=== Section Start ===
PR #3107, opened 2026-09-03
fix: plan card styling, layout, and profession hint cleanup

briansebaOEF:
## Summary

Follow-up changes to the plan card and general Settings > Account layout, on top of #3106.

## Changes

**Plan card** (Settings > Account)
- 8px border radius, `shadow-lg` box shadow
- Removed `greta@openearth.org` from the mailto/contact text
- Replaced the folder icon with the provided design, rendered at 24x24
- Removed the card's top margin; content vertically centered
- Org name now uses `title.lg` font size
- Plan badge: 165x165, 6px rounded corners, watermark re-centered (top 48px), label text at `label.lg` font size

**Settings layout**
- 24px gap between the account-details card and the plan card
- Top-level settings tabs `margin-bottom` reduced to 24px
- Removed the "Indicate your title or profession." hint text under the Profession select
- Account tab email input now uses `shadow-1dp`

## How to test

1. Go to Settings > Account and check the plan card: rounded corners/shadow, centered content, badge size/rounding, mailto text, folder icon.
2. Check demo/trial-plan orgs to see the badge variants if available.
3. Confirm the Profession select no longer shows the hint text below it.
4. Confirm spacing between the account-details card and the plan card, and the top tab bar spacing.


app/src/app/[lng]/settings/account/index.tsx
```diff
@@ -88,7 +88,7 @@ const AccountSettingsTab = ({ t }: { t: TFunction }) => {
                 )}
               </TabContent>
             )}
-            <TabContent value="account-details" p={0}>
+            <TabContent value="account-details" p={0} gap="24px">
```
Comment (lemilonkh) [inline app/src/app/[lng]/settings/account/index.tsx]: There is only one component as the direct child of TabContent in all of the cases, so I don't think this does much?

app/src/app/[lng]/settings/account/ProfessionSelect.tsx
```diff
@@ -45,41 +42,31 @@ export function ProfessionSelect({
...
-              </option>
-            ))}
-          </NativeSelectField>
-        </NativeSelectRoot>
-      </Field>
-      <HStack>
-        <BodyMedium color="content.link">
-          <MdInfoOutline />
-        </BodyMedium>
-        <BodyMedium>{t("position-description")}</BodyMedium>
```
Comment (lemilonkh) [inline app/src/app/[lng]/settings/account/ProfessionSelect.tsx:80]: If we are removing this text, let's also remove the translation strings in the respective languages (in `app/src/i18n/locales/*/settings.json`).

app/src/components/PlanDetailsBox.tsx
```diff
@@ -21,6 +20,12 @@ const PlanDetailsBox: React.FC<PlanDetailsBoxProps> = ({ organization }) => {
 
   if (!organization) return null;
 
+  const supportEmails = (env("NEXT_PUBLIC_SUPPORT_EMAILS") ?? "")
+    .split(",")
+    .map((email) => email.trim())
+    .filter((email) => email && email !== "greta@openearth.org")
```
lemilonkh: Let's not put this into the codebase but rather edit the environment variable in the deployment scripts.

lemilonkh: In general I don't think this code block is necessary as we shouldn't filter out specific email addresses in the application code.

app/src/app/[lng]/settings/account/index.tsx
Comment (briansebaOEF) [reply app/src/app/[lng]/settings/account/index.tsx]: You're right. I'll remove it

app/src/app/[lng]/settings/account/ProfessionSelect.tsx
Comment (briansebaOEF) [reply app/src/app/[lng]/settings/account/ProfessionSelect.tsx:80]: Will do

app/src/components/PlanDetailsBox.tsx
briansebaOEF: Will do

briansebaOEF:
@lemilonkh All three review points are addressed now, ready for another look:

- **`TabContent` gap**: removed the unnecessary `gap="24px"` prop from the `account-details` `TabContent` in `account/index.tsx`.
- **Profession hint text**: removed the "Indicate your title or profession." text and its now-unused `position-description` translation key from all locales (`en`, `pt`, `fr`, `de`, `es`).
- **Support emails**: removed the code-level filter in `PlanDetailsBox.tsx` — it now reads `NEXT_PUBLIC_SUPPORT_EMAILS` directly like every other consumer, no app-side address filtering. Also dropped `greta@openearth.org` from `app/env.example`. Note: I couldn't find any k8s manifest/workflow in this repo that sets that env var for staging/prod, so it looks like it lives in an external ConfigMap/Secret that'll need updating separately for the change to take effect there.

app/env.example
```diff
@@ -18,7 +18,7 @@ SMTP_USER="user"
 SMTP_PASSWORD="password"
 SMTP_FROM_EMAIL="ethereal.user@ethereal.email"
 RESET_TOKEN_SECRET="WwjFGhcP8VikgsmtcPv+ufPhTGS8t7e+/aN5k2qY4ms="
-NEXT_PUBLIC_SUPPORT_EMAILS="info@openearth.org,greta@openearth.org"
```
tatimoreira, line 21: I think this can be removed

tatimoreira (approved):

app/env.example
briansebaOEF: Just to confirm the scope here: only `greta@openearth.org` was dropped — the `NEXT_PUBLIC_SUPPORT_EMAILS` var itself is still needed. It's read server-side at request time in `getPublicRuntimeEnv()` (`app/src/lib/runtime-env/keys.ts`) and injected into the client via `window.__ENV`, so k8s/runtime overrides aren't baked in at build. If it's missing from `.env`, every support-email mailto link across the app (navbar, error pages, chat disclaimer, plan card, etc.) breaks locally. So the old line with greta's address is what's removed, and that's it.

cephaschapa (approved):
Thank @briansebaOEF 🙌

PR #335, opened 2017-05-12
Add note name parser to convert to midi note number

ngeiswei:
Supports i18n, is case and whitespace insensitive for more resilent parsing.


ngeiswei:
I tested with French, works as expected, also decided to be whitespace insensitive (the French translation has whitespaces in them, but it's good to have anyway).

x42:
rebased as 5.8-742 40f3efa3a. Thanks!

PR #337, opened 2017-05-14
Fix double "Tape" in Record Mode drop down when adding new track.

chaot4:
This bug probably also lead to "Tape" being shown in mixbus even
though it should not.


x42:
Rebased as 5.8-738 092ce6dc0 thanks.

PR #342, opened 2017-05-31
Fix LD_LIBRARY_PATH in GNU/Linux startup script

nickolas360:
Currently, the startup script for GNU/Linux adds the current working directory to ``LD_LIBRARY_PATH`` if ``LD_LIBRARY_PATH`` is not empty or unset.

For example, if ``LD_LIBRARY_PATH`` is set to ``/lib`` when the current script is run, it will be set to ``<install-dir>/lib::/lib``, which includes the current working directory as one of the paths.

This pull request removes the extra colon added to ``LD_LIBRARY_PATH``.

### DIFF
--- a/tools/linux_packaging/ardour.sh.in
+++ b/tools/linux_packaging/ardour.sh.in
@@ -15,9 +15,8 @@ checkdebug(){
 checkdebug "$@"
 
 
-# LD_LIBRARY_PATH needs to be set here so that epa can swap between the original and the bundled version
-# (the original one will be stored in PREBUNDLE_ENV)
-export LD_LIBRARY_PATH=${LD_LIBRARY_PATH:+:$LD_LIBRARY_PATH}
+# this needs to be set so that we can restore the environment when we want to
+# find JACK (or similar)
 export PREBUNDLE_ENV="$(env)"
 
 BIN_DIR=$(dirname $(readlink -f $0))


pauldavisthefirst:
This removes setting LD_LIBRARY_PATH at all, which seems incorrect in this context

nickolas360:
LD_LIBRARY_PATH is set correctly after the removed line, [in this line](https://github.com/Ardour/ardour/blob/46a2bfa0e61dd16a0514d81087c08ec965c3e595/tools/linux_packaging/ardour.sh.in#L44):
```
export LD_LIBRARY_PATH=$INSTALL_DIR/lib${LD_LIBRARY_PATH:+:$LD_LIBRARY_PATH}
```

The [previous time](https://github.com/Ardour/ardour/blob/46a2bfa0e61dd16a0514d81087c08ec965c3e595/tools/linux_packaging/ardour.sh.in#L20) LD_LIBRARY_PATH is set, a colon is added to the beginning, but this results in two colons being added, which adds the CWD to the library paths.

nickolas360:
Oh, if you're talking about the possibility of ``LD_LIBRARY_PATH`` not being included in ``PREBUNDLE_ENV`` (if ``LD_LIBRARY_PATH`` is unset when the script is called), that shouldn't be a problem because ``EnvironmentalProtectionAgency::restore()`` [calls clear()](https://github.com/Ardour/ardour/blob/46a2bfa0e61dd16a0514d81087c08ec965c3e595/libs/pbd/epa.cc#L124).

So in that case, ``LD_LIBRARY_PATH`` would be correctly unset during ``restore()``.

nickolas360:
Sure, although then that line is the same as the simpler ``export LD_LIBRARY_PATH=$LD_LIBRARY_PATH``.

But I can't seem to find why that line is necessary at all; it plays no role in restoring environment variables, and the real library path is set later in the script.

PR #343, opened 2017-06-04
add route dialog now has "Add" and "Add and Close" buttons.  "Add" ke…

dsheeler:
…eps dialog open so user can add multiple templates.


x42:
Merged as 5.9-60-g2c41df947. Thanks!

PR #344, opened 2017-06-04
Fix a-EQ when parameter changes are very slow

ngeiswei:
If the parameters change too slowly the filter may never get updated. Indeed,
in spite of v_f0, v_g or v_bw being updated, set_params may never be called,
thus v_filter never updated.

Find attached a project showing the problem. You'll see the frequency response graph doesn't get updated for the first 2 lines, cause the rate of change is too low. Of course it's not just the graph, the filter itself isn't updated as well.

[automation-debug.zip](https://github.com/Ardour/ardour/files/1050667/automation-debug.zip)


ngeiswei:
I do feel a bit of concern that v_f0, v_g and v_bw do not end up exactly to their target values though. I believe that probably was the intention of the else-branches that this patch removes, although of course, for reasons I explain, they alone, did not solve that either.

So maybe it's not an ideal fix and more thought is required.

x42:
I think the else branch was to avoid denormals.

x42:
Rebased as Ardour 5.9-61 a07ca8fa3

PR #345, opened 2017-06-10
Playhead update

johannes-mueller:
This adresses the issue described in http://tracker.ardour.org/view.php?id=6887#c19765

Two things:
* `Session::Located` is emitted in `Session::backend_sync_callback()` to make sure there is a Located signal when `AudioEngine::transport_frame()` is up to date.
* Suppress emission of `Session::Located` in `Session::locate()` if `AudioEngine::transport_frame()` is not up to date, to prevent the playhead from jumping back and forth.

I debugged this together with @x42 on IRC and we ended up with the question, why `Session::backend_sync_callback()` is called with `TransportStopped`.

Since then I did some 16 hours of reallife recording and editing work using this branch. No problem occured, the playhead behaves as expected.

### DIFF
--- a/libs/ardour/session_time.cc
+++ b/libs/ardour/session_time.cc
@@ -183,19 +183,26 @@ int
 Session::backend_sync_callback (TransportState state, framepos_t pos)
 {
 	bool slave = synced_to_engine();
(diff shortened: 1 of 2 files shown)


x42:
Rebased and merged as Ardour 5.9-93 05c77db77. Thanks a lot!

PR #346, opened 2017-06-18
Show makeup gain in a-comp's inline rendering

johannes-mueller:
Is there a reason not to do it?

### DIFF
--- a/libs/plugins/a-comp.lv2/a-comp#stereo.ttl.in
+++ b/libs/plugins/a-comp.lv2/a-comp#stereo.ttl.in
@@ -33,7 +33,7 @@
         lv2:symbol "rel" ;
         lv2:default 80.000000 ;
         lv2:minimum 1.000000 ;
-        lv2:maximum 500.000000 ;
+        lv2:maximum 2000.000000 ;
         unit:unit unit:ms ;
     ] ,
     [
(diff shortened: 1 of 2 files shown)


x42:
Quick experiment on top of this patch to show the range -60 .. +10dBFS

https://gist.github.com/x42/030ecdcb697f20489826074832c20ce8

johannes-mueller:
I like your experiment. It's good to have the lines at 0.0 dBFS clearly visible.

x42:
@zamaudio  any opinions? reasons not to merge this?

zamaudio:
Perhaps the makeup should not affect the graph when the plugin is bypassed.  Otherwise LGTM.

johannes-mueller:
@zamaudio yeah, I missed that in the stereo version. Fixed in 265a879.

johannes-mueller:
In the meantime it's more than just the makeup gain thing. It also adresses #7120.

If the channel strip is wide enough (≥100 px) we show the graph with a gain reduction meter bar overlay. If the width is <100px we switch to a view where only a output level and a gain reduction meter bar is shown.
=== Section End ===
## Exercise directions
Scan the data above and copy each line containing the word "github".

## Written solution
LD_LIBRARY_PATH is set correctly after the removed line, [in this line](https://github.com/Ardour/ardour/blob/46a2bfa0e61dd16a0514d81087c08ec965c3e595/tools/linux_packaging/ardour.sh.in#L44):
The [previous time](https://github.com/Ardour/ardour/blob/46a2bfa0e61dd16a0514d81087c08ec965c3e595/tools/linux_packaging/ardour.sh.in#L20) LD_LIBRARY_PATH is set, a colon is added to the beginning, but this results in two colons being added, which adds the CWD to the library paths.
Oh, if you're talking about the possibility of ``LD_LIBRARY_PATH`` not being included in ``PREBUNDLE_ENV`` (if ``LD_LIBRARY_PATH`` is unset when the script is called), that shouldn't be a problem because ``EnvironmentalProtectionAgency::restore()`` [calls clear()](https://github.com/Ardour/ardour/blob/46a2bfa0e61dd16a0514d81087c08ec965c3e595/libs/pbd/epa.cc#L124).
[automation-debug.zip](https://github.com/Ardour/ardour/files/1050667/automation-debug.zip)
https://gist.github.com/x42/030ecdcb697f20489826074832c20ce8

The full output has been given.